|
The Marriott Corporation had grown from a root-beer stand on DC's 14th Street Northwest into a thriving restaurant and food-service company when young Bill Marriott got out of the Navy in 1956.
Joining the family firm, Bill asked me to run the company's hotel division. At that time, it consisted of a hole in the ground in Arlington that would be Marriott's first motor hotel.
"When I look back, I have to laugh at how little we knew when we started out in lodging," Bill Marriott says. "In today's competitive environment, we'd have been eaten alive."
In 1964, J.W. Marriott Sr. appointed his son president of the corporation. Eight years later, Bill became CEO and began moving aggressively to expand the hotel business. Marriott opened its 100th hotel in 1981.
By the mid-‘80s, Marriott had created hotel brands from the budget-minded Courtyard by Marriott to the high-end Renaissances and was opening an average of two new hotels a week.
Then came the real-estate recession of the late 1980s. Marriott split into two companies: Host Marriott owns the real estate, and Marriott International manages the hotels. He sold the airline-catering business.
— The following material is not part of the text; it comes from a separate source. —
PR #1344, opened 2017-11-13
Class fields with the same name

leobalter:
cc @littledan, the test generation might be overkill for these but at least expand the same case for reuse on class declaration and expressions.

By 1995, both companies were booming, and Bill Marriott was hailed as a visionary.
Today Marriott has 2,200 hotels, inns, and resort properties. It operates in the United States and 64 countries, and the properties include the Renaissance Hotel Group and the Ritz-Carlton hotels. "We want to be the number one presence in lodging all over the world," Marriott says.
Bill Marriott credits his success to the company his company keeps. Training promoting, and rewarding "associates" is a top priority. Fifty percent of managers come from the hourly ranks.
In fact, Marriott is the pied piper for the hospitality business, urging young people to seize the opportunities it offers. In 1989, he started the "Bridges ... From School to Work" program to train young people with disabilities for jobs. Two years ago, he helped launch DC's Marriott Hospitality Public Charter High School – the first public high school of its kind.
Attitude is everything, Marriott tells the students. It is easier, he believes, to hire a good person with the right attitude and train him or her in the technicalities of a job than it is to teach a technically competent person how to smile.
For Bill Marriott, there is plenty to smile about. "I love to see people grow," he says.